Despite being an accomplished creator of multi-purpose narratives and spoken word performances, English artist Emma Leach is strangely unknown here. Her short story about the Moon tarot card (eighteenth trump, linked to the imagination) and a guard working in a surveillance tower on a national border that is about to be shifted, ties in with William Hsu’s work, as well as having lovely poetic resonances with Pollard’s discussion of Korzybski and the slippery properties of words.

Evangeline Riddiford Graham takes this further with a complex discussion that looks at the American philosopher Donald Davidson‘s theory of how language provides meaning. In a 1986 paper (A Nice Derangement of Epitaphs) that examines malapropisms and how they still communicate - despite being ludicrously erroneous - Davidson pointed out (in here and in other essays) that ‘first meaning’ rules or conventions (as say precise correlations with dictionary definitions) are not essential for an interpreter in the fluid processes of meaning transmission.
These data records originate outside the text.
PR #1205, opened 2024-09-22
feat: add apollo compatibility mode with support for valueCompletion

jensneuse:


router/pkg/config/config.schema.json
```diff
@@ -1643,6 +1643,23 @@
...
+    },
+    "apollo_compatibility_flags": {
+      "type": "object",
+      "description": "To enable full compatibility with Apollo Federation, Apollo Gateway and Apollo Router, you can enable certain compatibility flags, allowing you to use Cosmo Router as a drop-in replacement for Apollo.",
+      "additionalProperties": false,
+      "properties": {
+        "enable_all": {
+          "type": "boolean",
+          "default": false,
+          "description": "Enable all Apollo compatibility flags. If the value is true, all Apollo compatibility flags are enabled."
```
StarpTech, line 1655: Can individual flags still be toggled or will `enable_all` enforce true?

StarpTech (changes requested):

router/pkg/config/config.go
```diff
@@ -579,6 +580,11 @@ type PersistedOperationsConfig struct {
 	Storage PersistedOperationsStorageConfig `yaml:"storage"`
 }
 
+type ApolloCompatibilityFlags struct {
+	EnableAll       bool `yaml:"enable_all" envDefault:"false" env:"APOLLO_COMPATIBILITY_ENABLE_ALL"`
+	ValueCompletion bool `yaml:"value_completion" envDefault:"false" env:"APOLLO_COMPATIBILITY_VALUE_COMPLETION"`
```
StarpTech, line 585: Do you think it makes sense to have an object here instead of a boolean? This would keep it open for extensions. In the future, we might have flags with additional configuration.

router/pkg/config/config.schema.json
jensneuse: enable all will enforce true to enable all individual features

PR #1226, opened 2024-09-29
fix(websocket): avoid data race on client request

StarpTech:
## Motivation and Context

This PR ensures that we don't modify the client request concurrently in multiple goroutines. We copy the request before registering the subscription. This change doesn't come with a big performance penalty because we were already forced to clone the headers. Furthermore, I moved URL parsing out of `executeSubscription` to do it only once in the websocket handler.

## TODO

### DIFF
--- a/router/core/websocket.go
+++ b/router/core/websocket.go
@@ -6,6 +6,8 @@ import (
 	"context"
 	"errors"
 	"fmt"
+	"github.com/buger/jsonparser"
+	"github.com/wundergraph/graphql-go-tools/v2/pkg/engine/plan"
 	"net"
 	"net/http"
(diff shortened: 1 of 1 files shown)


df-wg (approved):
LGTM. So to clarify, the main fix is in parsing the preHandler.parseRequestOptions earlier, so that it's handed down in the stack-trace and not done across goroutines, as well as explicitly cloning the `request`?

StarpTech:
> LGTM. So to clarify, the main fix is in parsing the preHandler.parseRequestOptions earlier, so that it's handed down in the stack-trace and not done across goroutines, as well as explicitly cloning the request?

Yes

PR #1227, opened 2024-09-29
feat: create subsciption over multipart

df-wg:
## Motivation and Context

One of the methods that Apollo recommends using is HTTP Multipart for subscriptions, as described [here](https://www.apollographql.com/docs/router/executing-operations/subscription-multipart-protocol) and [here](https://www.apollographql.com/docs/router/executing-operations/subscription-support#trying-subscriptions-with-curl)

This PR enables the router to follow the same protocol, so that it can respond in the format: 
```
--graphql
content-type: application/json

{}
--graphql
content-type: application/json

{"payload":{"data":{"productPriceChanged":{"name":"Croissant","price":400,"reviews":[{"score":5}]}}}}
--graphql
content-type: application/json

{"payload":{"data":{"productPriceChanged":{"name":"Croissant","price":375,"reviews":[{"score":5}]}}}}
--graphql
content-type: application/json

{"payload":{"data":{"productPriceChanged":{"name":"Croissant","price":425,"reviews":[{"score":5}]}}}}
--graphql--
```

## TODO


router-tests/nats_events_test.go
```diff
@@ -256,6 +256,77 @@ func TestNatsEvents(t *testing.T) {
...
+				require.Equal(t, http.StatusOK, resp.StatusCode)
+				defer resp.Body.Close()
+
+				reader := bufio.NewReader(resp.Body)
+
+				// Read the first part
+				assertMultipartPrefix(reader)
+				assertLineEquals(reader, "{\"payload\":{\"data\":{\"employeeUpdated\":{\"id\":3,\"details\":{\"forename\":\"Stefan\",\"surname\":\"Avram\"}}}}}")
+				assertMultipartPrefix(reader)
+				assertLineEquals(reader, "{\"payload\":{\"data\":{\"employeeUpdated\":{\"id\":3,\"details\":{\"forename\":\"Stefan\",\"surname\":\"Avram\"}}}}}")
```
df-wg, line 304: I was unable to find a way to close the subscription, and verify that it would send the `--graphql--` closing statement. Is there another example in the tests you can point me to?

df-wg (commented):
Should I manually implement the heartbearts feature? https://www.apollographql.com/docs/router/executing-operations/subscription-multipart-protocol#heartbeats

router-tests/nats_events_test.go
```diff
@@ -256,6 +256,121 @@ func TestNatsEvents(t *testing.T) {
...
+
+		assertMultipartPrefix := func(reader *bufio.Reader) {
+			assertLineEquals(reader, "--graphql")
+			assertLineEquals(reader, "Content-Type: application/json")
+			assertLineEquals(reader, "")
+		}
+
+		heartbeatInterval := 5 * time.Second
+
+		t.Run("subscribe with multipart responses", func(t *testing.T) {
```
StarpTech, line 274: We also need tests for regular subscriptions. This test addresses EDFS.

router-tests/nats_events_test.go
```diff
@@ -256,6 +256,121 @@ func TestNatsEvents(t *testing.T) {
...
+
+				var client http.Client
+				go func() {
+					client = http.Client{
+						Timeout: time.Second * 100,
+					}
+					req, err := http.NewRequest(http.MethodPost, xEnv.GraphQLMultipartResponsesURL(), bytes.NewReader(subscribePayload))
+					require.NoError(t, err)
+
+					req.Header.Set("Content-Type", "application/json")
```
StarpTech, line 292: According to the spec, the response should include `Transfer-Encoding: chunked` header for HTTP2 this header is disallowed.

Ref: https://www.apollographql.com/docs/router/executing-operations/subscription-multipart-protocol/

router/core/flushwriter.go
```diff
@@ -73,14 +100,48 @@ func (f *HttpFlushWriter) Flush() (err error) {
...
 	}
 	f.flusher.Flush()
 	return nil
 }
 
+func (f *HttpFlushWriter) StartHeartbeat() {
+	if f.multipart {
+		f.ticker = time.NewTicker(multipartHeartbeatInterval * time.Second)
+		go func() {
+			for {
```
StarpTech, line 119: It's more idiomatic when we release resources here. We can stop the ticker with `defer ticker.Stop()`

router/core/flushwriter.go
```diff
@@ -95,29 +156,40 @@ func GetSubscriptionResponseWriter(ctx *resolve.Context, variables []byte, r *ht
...
+		flushWriter.StartHeartbeat()
+	}
+
 	return ctx, flushWriter, true
 }
 
-func setSubscriptionHeaders(w http.ResponseWriter) {
-	w.Header().Set("Content-Type", "text/event-stream")
+func setSubscriptionHeaders(wgParams WgRequestParams, w http.ResponseWriter) {
+	if wgParams.SubscribeOnce {
```
StarpTech, line 183: I think we have no test for this case.

router/core/flushwriter.go
```diff
@@ -95,29 +156,40 @@ func GetSubscriptionResponseWriter(ctx *resolve.Context, variables []byte, r *ht
...
+		return
+	}
+
+	if wgParams.UseMultipart {
+		w.Header().Set("Content-Type", multipartContentType)
+	} else {
+		w.Header().Set("Content-Type", "text/event-stream")
```
StarpTech, line 190: We should set header only when we negotiated with the client the SSE protocol.

router-tests/testenv/testenv.go
```diff
@@ -1202,6 +1202,13 @@ func (e *Environment) GraphQLServeSentEventsURL() string {
 	return u.String()
 }
 
+func (e *Environment) GraphQLMultipartResponsesURL() string {
+	u, err := url.Parse(e.GraphQLRequestURL())
+	require.NoError(e.t, err)
+	u.RawQuery = core.WgMultipartParam
```
StarpTech, line 1208: This is not the way how protocol negotiation is done. The user sends the `Accept: multipart/mixed;subscriptionSpec="1.0", application/json` header to use subscriptions over multipart.

router/core/flushwriter.go
```diff
@@ -57,12 +77,19 @@ func (f *HttpFlushWriter) Flush() (err error) {
...
+	flushBreak := GetWriterPrefix(f.sse, f.multipart)
+	if flushBreak != "" {
+		_, err = f.writer.Write([]byte(flushBreak))
 		if err != nil {
 			return err
 		}
 	}
+
+	if f.multipart && len(resp) > 0 {
+		// Per the Apollo docs, multipart messages are supposed to be json, wrapped in ` "payload"`
```
StarpTech, line 89: It's not common, but consider that when the Accept does not ask for `application/json` the request should be aborted early.

router/core/flushwriter.go
```diff
@@ -57,12 +77,19 @@ func (f *HttpFlushWriter) Flush() (err error) {
...
+		resp = append([]byte(`{"payload":`), resp...)
```
StarpTech, line 90: For this type of operations, I'd use our astjson library. This ensure that a valid value is constructed without newlines.

StarpTech (changes requested):

router/core/flushwriter.go
```diff
@@ -109,6 +111,9 @@ func (f *HttpFlushWriter) Flush() (err error) {
 	if err != nil {
 		return err
 	}
+
+	f.mu.Lock()
```
StarpTech, line 115: @df-wg Did you figure out why this is necessary or is there even an alternative approach?

router/core/flushwriter.go
```diff
@@ -21,8 +31,11 @@ type HttpFlushWriter struct {
 	flusher       http.Flusher
 	subscribeOnce bool
 	sse           bool
+	multipart     bool
```
StarpTech, line 34: We should start to encapsulate SSE and multipart in different writer implementations.

jensneuse (approved):

router/core/flushwriter.go
```diff
@@ -3,15 +3,24 @@ package core
...
 const (
-	WgPrefix             = "wg_"
-	WgSseParam           = WgPrefix + "sse"
-	WgSubscribeOnceParam = WgPrefix + "subscribe_once"
+	WgPrefix                   = "wg_"
+	WgSseParam                 = WgPrefix + "sse"
+	WgSubscribeOnceParam       = WgPrefix + "subscribe_once"
+	multipartBoundary          = "graphql"
+	multipartHeartbeatInterval = 5 * time.Second
+	multipartAcceptHeader      = "multipart/mixed;subscriptionSpec=\"1.0\", application/json"
```
StarpTech, line 20: You can do a equal match here. Client could use spaces and it would be still valid. You have to parse the header with https://pkg.go.dev/mime

StarpTech (changes requested):

StarpTech (approved):
LGTM

PR #1234, opened 2024-10-01
feat: add option to add response header with trace id

JivusAyrus:
## TODO


router/core/graphql_handler.go
```diff
@@ -183,6 +186,7 @@ func (h *GraphQLHandler) ServeHTTP(w http.ResponseWriter, r *http.Request) {
 	switch p := operationCtx.preparedPlan.preparedPlan.(type) {
 	case *plan.SynchronousResponsePlan:
 		w.Header().Set("Content-Type", "application/json")
+		h.setTraceResponseHeader(w, graphqlExecutionSpan)
```
StarpTech, line 189: Instead of setting this at specific places it would be more reliable if we would do this in a separate http middleware after the trace middleware. In that case, we ensure that this header is set in all cases.

This could be a good place https://github.com/wundergraph/cosmo/blob/5461bb5a529decd51a1b22be0a5301936b8ad392/router/pkg/trace/middleware.go#L41

StarpTech (changes requested):

StarpTech (approved):
LGTM

PR #1236, opened 2024-10-02
feat: add apollo compatibility flag to truncate floats

jensneuse:


demo/pkg/subgraphs/test1/subgraph/schema.resolvers.go
```diff
@@ -247,12 +252,6 @@ func (r *Resolver) Subscription() generated.SubscriptionResolver { return &subsc
...
 
-// !!! WARNING !!!
-// The code below was going to be deleted when updating resolvers. It has been copied here so you have
-// one last chance to move it out of harms way if you want. There are two reasons this happens:
-//   - When renaming or deleting a resolver the old code will be put in here. You can safely delete
-//     it when you're done.
-//   - You have helper methods in this file. Move them out to keep these resolver files clean.
 var (
 	aBigObject = &model.ABigObject{
 		AFieldOnABigObject: "a field on a big object - lorem ipsum dolor sit amet, consectetur adipiscing elit, sed do eiusmod tempor incididunt ut labore et dolore magna aliqua ut enim ad minim veniam, quis nostrud exercitation ullamco laboris nisi ut aliquip ex ea commodo consequat duis aute irure dolor in reprehenderit in voluptate velit esse cillum dolore eu fugiat nulla pariatur excepteur sint occaecat cupidatat non proident sunt in culpa qui officia deserunt mollit anim id est laborum",
```
Aenimus, line 257: This doesn't look right. It looks like someone committed resolver changes that are not in the schema. Does that var still serve a purpose?

router-tests/apollo_compatibility_test.go
```diff
@@ -68,4 +68,79 @@ func TestApolloCompatibility(t *testing.T) {
...
+			},
+		}, func(t *testing.T, xEnv *testenv.Environment) {
+			res, err := xEnv.MakeGraphQLRequest(testenv.GraphQLRequest{
+				Query:     `query FloatQuery($arg: Float) { floatField(arg: $arg) }`,
+				Variables: json.RawMessage(`{"arg":1}`),
+			})
+			require.NoError(t, err)
+			require.Equal(t, http.StatusOK, res.Response.StatusCode)
+			require.Equal(t, `{"data":{"floatField":1}}`, res.Body)
+		})
```
Aenimus, line 144: Please add:
Test for `1.1` that returns `1.1` regardless of the value of`ApolloCompatibilityTruncateFloats`.
Test that string "1.1" returns `1.1` regardless of the value of `ApolloCompatibilityTruncateFloats`.
Test that string "1.0" returns `1` if `ApolloCompatibilityTruncateFloats` is `true`.

jensneuse: I test these cases in go tools already, here I test that the config has an effect.

router/pkg/config/config.schema.json
```diff
@@ -1706,6 +1706,17 @@
               "default": false
             }
           }
+        },
+        "truncate_floats":{
+          "type": "object",
+          "description": "Truncate floats like 1.0 to 1, 2.0 to 2, etc.",
```
Aenimus, line 1712: It should be clear that it only truncates `.0`. It does not truncate `1.1` for example.

Aenimus (changes requested):
See comments please.

demo/pkg/subgraphs/test1/subgraph/schema.resolvers.go
jensneuse: It's correct. Someone forgot to clean it up.

router-tests/apollo_compatibility_test.go
Aenimus: I see no good reason not to include the tests I suggested above in Cosmo.

router/pkg/config/config.schema.json
jensneuse: updated

Aenimus (approved):
LGTM!

PR #1260, opened 2024-10-10
fix: ensure sse is spec compliant

df-wg:
## Motivation and Context

The previous implementation of SSE worked using a query param (`wg_sse`), which isn't spec compliant. This parses the value of the MIME type in Accept header, which is per the spec
## TODO


jensneuse (approved):

StarpTech:
Please don't forget to document the new approach in the [docs](https://cosmo-docs.wundergraph.com/router/subscriptions/server-sent-events-sse) and remove the old one. We can remove it after a grace period.

df-wg:
Encountered https://github.com/99designs/gqlgen/issues/3328 while verifying the PR, which is why it took so long to close this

Near the end of a five part text (with bookmark) that looks at approaches to diary writing and their relationship to painting, walking, poetry and prose, Milli Jannides mentions a technique mentioned by Craig Martin in his essay ‘Some Speculative Approaches to Writing Through Fog’ (2010). She describes it as ‘the type of writing that is disoriented, unstable, too close,’ as if walking through the sea towards the shore through mist. With a brief run of other writers, Jannides then continues the application of metaphor by introducing the idea of a bog or morass (Vita Sackville West), obstructing thickets, ditches, ponds, and no path (Margaret Atwood), a field of strangeness (Michael Taussig), internal banality (Roland Barthes) and nothingness (T.J. Clark).

This core thread links up Alex Davidson’s commissioned selection of lively diverging texts, effectively joining them to the ideational structures parallel in the visual artworks; of thwarted messengers having difficulty speaking. It is a very smartly assembled anthology - I think the classiest curatorial intern publication Artspace has published so far. At fifteen dollars it is excellent value.